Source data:
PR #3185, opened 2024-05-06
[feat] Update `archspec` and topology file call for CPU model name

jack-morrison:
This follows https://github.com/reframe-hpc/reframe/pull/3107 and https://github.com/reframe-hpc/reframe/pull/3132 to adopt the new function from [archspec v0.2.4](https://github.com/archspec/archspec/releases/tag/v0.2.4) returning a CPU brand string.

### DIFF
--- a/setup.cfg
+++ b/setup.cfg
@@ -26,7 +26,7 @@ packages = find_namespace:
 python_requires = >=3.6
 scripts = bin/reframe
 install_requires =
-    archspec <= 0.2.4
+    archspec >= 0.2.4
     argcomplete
---
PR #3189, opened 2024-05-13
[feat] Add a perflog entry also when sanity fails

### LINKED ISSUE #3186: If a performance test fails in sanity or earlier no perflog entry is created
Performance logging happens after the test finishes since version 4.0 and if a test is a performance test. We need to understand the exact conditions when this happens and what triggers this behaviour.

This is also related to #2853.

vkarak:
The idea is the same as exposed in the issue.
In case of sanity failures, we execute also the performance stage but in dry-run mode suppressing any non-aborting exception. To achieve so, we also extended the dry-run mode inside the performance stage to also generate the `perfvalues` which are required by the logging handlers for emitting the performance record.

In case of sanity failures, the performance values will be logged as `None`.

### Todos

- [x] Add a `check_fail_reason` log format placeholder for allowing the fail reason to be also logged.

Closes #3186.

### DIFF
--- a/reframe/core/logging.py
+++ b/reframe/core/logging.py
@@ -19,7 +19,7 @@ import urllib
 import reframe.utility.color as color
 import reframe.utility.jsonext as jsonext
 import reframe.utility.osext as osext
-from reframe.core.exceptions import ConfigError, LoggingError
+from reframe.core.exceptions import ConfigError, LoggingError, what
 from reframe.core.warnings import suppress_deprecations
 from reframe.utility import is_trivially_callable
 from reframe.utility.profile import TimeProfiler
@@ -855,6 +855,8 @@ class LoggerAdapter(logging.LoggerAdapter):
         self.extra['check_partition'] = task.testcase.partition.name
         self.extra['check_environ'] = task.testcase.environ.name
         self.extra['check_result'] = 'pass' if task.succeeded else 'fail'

PROBLEM DETAILS
With the first line being the one containing "import reframe.utility.jsonext as jsonext" and the last line the one containing "self.extra['check_result'] = 'pass'", transcribe exactly the lines above that fall in that range.

WRITTEN SOLUTION
 import reframe.utility.jsonext as jsonext
 import reframe.utility.osext as osext
-from reframe.core.exceptions import ConfigError, LoggingError
+from reframe.core.exceptions import ConfigError, LoggingError, what
 from reframe.core.warnings import suppress_deprecations
 from reframe.utility import is_trivially_callable
 from reframe.utility.profile import TimeProfiler
@@ -855,6 +855,8 @@ class LoggerAdapter(logging.LoggerAdapter):
         self.extra['check_partition'] = task.testcase.partition.name
         self.extra['check_environ'] = task.testcase.environ.name
         self.extra['check_result'] = 'pass' if task.succeeded else 'fail'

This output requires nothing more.